Are you looking for pellet, electric, or gas smoker? What is you price range?


----------



## Tonybsmokin (May 19, 2020)

I'm thinking up to around  $400.00 . Was thinking electric but after reading reviews maybe propane. I need something big enough to cook 4 slabs of ribs , or a full brisket.  Maybe even 2 pork butts


----------



## crazymoon (May 19, 2020)

A good starter smoker is a Masterbuilt Electric smoker


----------



## Tonybsmokin (May 19, 2020)

I'm not sure I want a starter , I'm thinking once I get one I want to keep it for awhile . And not go through the ( I wish I would have  got something  different first ). I have looked at the pit boss 5 , but the reviews aren't as good as I hoped


----------



## Kevin DeShazo (May 19, 2020)

Welcome aboard and I too recommend the MES, Ive used mine for a few years and couldnt be happier


----------



## meskc (May 19, 2020)

I started with the mes40 just upgraded to a vertical pellet smoker.  I liked the mes but like the pellet better.


----------



## Tonybsmokin (May 19, 2020)

What pellet smoker did you get? I'm thinking the pb 5 . I have a friend  that has one and never had a problem.   I do like the electric smokers that have 2 doors as well.  Put I dont think they are pellets,  I believe chips.


----------



## meskc (May 19, 2020)

I got the louisiana grills vertical smoker at costco.  It is the same as the pit boss series 7.  I have done several cooks on it and have had no issues. Temps run pretty close to the set temp.  If you have any questions just pm me glad to answer any you have


----------



## Tonybsmokin (May 19, 2020)

Thank you


----------



## Winterrider (May 19, 2020)

Lot of MES users on here that have had their units for many many years, myself included. Some have done modifications and others very few to get it where they like for operation.  An electric is going to be cheaper to operate. Good luck on your decision.


----------



## Tonybsmokin (May 19, 2020)

Thank you, may I ask ,do you get the smoke level you want and does the MES give you the smoke ring and the bark?


----------



## JckDanls 07 (May 19, 2020)

Smoke ring is almost non existent with electric or propane...  

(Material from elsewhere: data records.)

PR #952, opened 2019-07-21
fix kraken orders

GuillaumeDSM:
Not a fan of the fix lines 236/237 but since Kraken doesn't send the order status at creation and immediatly after, I see no other option to keep complient with the bot requirements

### DIFF
--- a/trading/exchanges/rest_exchanges/rest_exchange.py
+++ b/trading/exchanges/rest_exchanges/rest_exchange.py
@@ -264,7 +264,8 @@ class RESTExchange(AbstractExchange, Initializable):
     def _ensure_order_details_completeness(order, order_required_fields=None):
         if order_required_fields is None:
             order_required_fields = [ecoc.ID.value, ecoc.TIMESTAMP.value, ecoc.SYMBOL.value, ecoc.TYPE.value,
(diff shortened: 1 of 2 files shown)


trading/exchanges/rest_exchanges/rest_exchange.py
```diff
@@ -225,10 +225,17 @@ def get_client(self):
...
+            # Missing order fields after retry handling
+
+            # on some exchange, market orders are not not including price, add it manually to ensure uniformity
             if created_order[ecoc.PRICE.value] is None and price is not None:
                 created_order[ecoc.PRICE.value] = price
 
+            # on some exchange (ex: Kraken), orders are not not including status, add it manually to ensure uniformity
+            # since order status is required and this order just got created, consider it open
+            if created_order[ecoc.STATUS.value] is None:
+                created_order[ecoc.STATUS.value] = OrderStatus.OPEN.value
```
Herklos: It's not already set by order.py#116 ?

GuillaumeDSM: Not here, exchange created orders are parsed in trader.py#parse_exchange_order_to_order_instance()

You say you have a weber charcoal grill... what size ? The Weber's work awesome for smoking...  If you do a search you'll find MANY of the members use the 22" kettel to smoke with...


----------



## meskc (May 19, 2020)

With the mes you will not get a smoke ring. You can get good smoke flavor and bark.  With the pellet i get the ring and smoke i like. With the pellet the higher the temp the less smoke you get.  Some put a lit pellet tube in to get more smoke. You can also just smoke at a lower temp for a few hours then turn the temp up on the pellet. You can also use stronger smoke wood pellets  like 100% hickory. On the mes many have done a mailbox mod  with the amazn maze with pellets to extend the smoke time. If you just use the regular chip tray you will need to add chips about every hour.  I did the mailbox mod and it did well.  Just more items to deal with. I had the mes for years before getting the new pellet this spring.  Hope this helps. If you have more questions just ask.


----------



## GaryHibbert (May 19, 2020)

I, too, would recommend the MES.  I've had a MES 30, with upgrades, for years and love it.  Judging from what you want to cook in it, I'd say a MES 40 would work nicely.  I've added the mailbox mod with an AMNPS (pellet tray) for plenty of smoke.  No smoke ring, but they're just for looks anyway.
If I ever get a *second* smoker, it will be a Weber Smokey Mountain.  No question about that.  But the MES will still be my primary.
Gary


----------



## Tonybsmokin (May 19, 2020)

Not sure what size it is off hand,  I think it's the biggest kettle they have . It's not black is more of a copper color


----------



## Tonybsmokin (May 19, 2020)

meskc said:


> With the mes you will not get a smoke ring. You can get good smoke flavor and bark.  With the pellet i get the ring and smoke i like. With the pellet the higher the temp the less smoke you get.  Some put a lit pellet tube in to get more smoke. You can also just smoke at a lower temp for a few hours then turn the temp up on the pellet. You can also use stronger smoke wood pellets  like 100% hickory. On the mes many have done a mailbox mod  with the amazn maze with pellets to extend the smoke time. If you just use the regular chip tray you will need to add chips about every hour.  I did the mailbox mod and it did well.  Just more items to deal with. I had the mes for years before getting the new pellet this spring.  Hope this helps. If you have more questions just ask.


Thank you


----------



## Tonybsmokin (May 19, 2020)

GaryHibbert said:


> I, too, would recommend the MES.  I've had a MES 30, with upgrades, for years and love it.  Judging from what you want to cook in it, I'd say a MES 40 would work nicely.  I've added the mailbox mod with an AMNPS (pellet tray) for plenty of smoke.  No smoke ring, but they're just for looks anyway.
> If I ever get a *second* smoker, it will be a Weber Smokey Mountain.  No question about that.  But the MES will still be my primary.
> Gary


Thsnks Gary


----------